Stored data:
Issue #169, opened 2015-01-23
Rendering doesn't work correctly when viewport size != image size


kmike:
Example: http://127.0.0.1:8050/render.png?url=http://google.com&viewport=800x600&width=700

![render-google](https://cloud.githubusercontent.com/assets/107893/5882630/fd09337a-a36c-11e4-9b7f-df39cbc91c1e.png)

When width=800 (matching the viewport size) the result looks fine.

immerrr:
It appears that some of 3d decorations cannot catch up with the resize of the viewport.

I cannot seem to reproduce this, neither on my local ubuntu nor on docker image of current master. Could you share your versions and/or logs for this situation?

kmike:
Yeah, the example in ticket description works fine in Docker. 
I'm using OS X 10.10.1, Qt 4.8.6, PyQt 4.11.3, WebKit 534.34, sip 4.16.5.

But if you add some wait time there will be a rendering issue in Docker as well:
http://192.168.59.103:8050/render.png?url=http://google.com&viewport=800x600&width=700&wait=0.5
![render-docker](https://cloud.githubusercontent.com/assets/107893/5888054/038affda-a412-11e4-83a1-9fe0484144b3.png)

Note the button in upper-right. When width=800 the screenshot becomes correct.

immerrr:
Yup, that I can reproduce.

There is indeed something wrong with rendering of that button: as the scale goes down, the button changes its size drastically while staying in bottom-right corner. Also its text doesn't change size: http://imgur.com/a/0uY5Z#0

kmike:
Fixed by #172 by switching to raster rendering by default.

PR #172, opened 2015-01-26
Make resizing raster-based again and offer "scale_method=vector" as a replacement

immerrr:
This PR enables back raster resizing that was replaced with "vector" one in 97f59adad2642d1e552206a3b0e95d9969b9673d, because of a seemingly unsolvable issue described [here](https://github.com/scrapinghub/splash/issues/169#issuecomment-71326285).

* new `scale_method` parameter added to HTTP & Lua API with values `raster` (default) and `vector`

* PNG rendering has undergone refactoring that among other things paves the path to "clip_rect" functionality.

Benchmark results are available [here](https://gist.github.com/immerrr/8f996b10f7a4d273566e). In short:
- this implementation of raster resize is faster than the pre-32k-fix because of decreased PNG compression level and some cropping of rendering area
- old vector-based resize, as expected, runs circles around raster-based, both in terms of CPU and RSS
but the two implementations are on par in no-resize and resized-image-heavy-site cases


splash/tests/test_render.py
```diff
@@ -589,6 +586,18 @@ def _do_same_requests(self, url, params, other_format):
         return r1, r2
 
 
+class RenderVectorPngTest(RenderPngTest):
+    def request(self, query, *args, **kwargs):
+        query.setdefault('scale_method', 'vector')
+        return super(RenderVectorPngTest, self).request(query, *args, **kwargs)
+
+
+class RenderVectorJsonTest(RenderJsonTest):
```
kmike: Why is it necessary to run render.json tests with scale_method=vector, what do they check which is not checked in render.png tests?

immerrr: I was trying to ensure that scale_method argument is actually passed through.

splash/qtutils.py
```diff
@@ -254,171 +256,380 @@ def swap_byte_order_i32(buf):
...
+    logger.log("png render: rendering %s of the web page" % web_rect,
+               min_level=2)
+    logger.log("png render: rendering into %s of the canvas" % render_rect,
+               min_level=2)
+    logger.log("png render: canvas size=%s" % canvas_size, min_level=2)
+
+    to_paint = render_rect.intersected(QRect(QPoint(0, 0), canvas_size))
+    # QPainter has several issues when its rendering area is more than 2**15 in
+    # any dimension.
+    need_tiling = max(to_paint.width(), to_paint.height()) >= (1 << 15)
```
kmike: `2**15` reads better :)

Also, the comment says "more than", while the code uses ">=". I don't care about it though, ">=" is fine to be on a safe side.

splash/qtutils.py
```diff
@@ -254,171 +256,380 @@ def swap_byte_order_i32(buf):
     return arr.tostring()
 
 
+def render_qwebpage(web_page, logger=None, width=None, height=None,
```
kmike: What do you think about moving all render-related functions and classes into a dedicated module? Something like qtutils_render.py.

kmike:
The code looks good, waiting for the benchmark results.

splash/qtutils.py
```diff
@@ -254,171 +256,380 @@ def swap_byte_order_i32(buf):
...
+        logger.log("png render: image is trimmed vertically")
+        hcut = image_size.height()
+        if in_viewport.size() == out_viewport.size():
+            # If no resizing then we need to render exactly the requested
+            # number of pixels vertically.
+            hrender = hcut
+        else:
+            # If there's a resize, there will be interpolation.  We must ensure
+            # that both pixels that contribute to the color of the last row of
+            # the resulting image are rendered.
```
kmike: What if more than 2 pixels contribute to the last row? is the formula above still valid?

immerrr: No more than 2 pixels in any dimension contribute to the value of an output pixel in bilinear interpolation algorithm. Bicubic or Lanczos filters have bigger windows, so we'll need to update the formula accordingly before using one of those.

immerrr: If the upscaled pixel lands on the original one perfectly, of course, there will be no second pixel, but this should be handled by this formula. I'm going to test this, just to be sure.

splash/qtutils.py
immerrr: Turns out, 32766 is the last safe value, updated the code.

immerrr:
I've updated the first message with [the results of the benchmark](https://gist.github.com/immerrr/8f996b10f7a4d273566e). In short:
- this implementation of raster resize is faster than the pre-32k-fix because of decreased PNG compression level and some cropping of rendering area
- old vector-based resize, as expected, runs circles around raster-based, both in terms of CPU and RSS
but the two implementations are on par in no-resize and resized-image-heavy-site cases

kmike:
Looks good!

THE PROBLEM:
All the entries are to be set down exactly as they appear.

ANSWER SPACE:
Issue #169, opened 2015-01-23
Rendering doesn't work correctly when viewport size != image size


kmike:
Example: http://127.0.0.1:8050/render.png?url=http://google.com&viewport=800x600&width=700

![render-google](https://cloud.githubusercontent.com/assets/107893/5882630/fd09337a-a36c-11e4-9b7f-df39cbc91c1e.png)

When width=800 (matching the viewport size) the result looks fine.

immerrr:
It appears that some of 3d decorations cannot catch up with the resize of the viewport.

I cannot seem to reproduce this, neither on my local ubuntu nor on docker image of current master. Could you share your versions and/or logs for this situation?

kmike:
Yeah, the example in ticket description works fine in Docker. 
I'm using OS X 10.10.1, Qt 4.8.6, PyQt 4.11.3, WebKit 534.34, sip 4.16.5.

But if you add some wait time there will be a rendering issue in Docker as well:
http://192.168.59.103:8050/render.png?url=http://google.com&viewport=800x600&width=700&wait=0.5
![render-docker](https://cloud.githubusercontent.com/assets/107893/5888054/038affda-a412-11e4-83a1-9fe0484144b3.png)

Note the button in upper-right. When width=800 the screenshot becomes correct.

immerrr:
Yup, that I can reproduce.

There is indeed something wrong with rendering of that button: as the scale goes down, the button changes its size drastically while staying in bottom-right corner. Also its text doesn't change size: http://imgur.com/a/0uY5Z#0

kmike:
Fixed by #172 by switching to raster rendering by default.

PR #172, opened 2015-01-26
Make resizing raster-based again and offer "scale_method=vector" as a replacement

immerrr:
This PR enables back raster resizing that was replaced with "vector" one in 97f59adad2642d1e552206a3b0e95d9969b9673d, because of a seemingly unsolvable issue described [here](https://github.com/scrapinghub/splash/issues/169#issuecomment-71326285).

* new `scale_method` parameter added to HTTP & Lua API with values `raster` (default) and `vector`

* PNG rendering has undergone refactoring that among other things paves the path to "clip_rect" functionality.

Benchmark results are available [here](https://gist.github.com/immerrr/8f996b10f7a4d273566e). In short:
- this implementation of raster resize is faster than the pre-32k-fix because of decreased PNG compression level and some cropping of rendering area
- old vector-based resize, as expected, runs circles around raster-based, both in terms of CPU and RSS
but the two implementations are on par in no-resize and resized-image-heavy-site cases


splash/tests/test_render.py
```diff
@@ -589,6 +586,18 @@ def _do_same_requests(self, url, params, other_format):
         return r1, r2
 
 
+class RenderVectorPngTest(RenderPngTest):
+    def request(self, query, *args, **kwargs):
+        query.setdefault('scale_method', 'vector')
+        return super(RenderVectorPngTest, self).request(query, *args, **kwargs)
+
+
+class RenderVectorJsonTest(RenderJsonTest):
```
kmike: Why is it necessary to run render.json tests with scale_method=vector, what do they check which is not checked in render.png tests?

immerrr: I was trying to ensure that scale_method argument is actually passed through.

splash/qtutils.py
```diff
@@ -254,171 +256,380 @@ def swap_byte_order_i32(buf):
...
+    logger.log("png render: rendering %s of the web page" % web_rect,
+               min_level=2)
+    logger.log("png render: rendering into %s of the canvas" % render_rect,
+               min_level=2)
+    logger.log("png render: canvas size=%s" % canvas_size, min_level=2)
+
+    to_paint = render_rect.intersected(QRect(QPoint(0, 0), canvas_size))
+    # QPainter has several issues when its rendering area is more than 2**15 in
+    # any dimension.
+    need_tiling = max(to_paint.width(), to_paint.height()) >= (1 << 15)
```
kmike: `2**15` reads better :)

Also, the comment says "more than", while the code uses ">=". I don't care about it though, ">=" is fine to be on a safe side.

splash/qtutils.py
```diff
@@ -254,171 +256,380 @@ def swap_byte_order_i32(buf):
     return arr.tostring()
 
 
+def render_qwebpage(web_page, logger=None, width=None, height=None,
```
kmike: What do you think about moving all render-related functions and classes into a dedicated module? Something like qtutils_render.py.

kmike:
The code looks good, waiting for the benchmark results.

splash/qtutils.py
```diff
@@ -254,171 +256,380 @@ def swap_byte_order_i32(buf):
...
+        logger.log("png render: image is trimmed vertically")
+        hcut = image_size.height()
+        if in_viewport.size() == out_viewport.size():
+            # If no resizing then we need to render exactly the requested
+            # number of pixels vertically.
+            hrender = hcut
+        else:
+            # If there's a resize, there will be interpolation.  We must ensure
+            # that both pixels that contribute to the color of the last row of
+            # the resulting image are rendered.
```
kmike: What if more than 2 pixels contribute to the last row? is the formula above still valid?

immerrr: No more than 2 pixels in any dimension contribute to the value of an output pixel in bilinear interpolation algorithm. Bicubic or Lanczos filters have bigger windows, so we'll need to update the formula accordingly before using one of those.

immerrr: If the upscaled pixel lands on the original one perfectly, of course, there will be no second pixel, but this should be handled by this formula. I'm going to test this, just to be sure.

splash/qtutils.py
immerrr: Turns out, 32766 is the last safe value, updated the code.

immerrr:
I've updated the first message with [the results of the benchmark](https://gist.github.com/immerrr/8f996b10f7a4d273566e). In short:
- this implementation of raster resize is faster than the pre-32k-fix because of decreased PNG compression level and some cropping of rendering area
- old vector-based resize, as expected, runs circles around raster-based, both in terms of CPU and RSS
but the two implementations are on par in no-resize and resized-image-heavy-site cases

kmike:
Looks good!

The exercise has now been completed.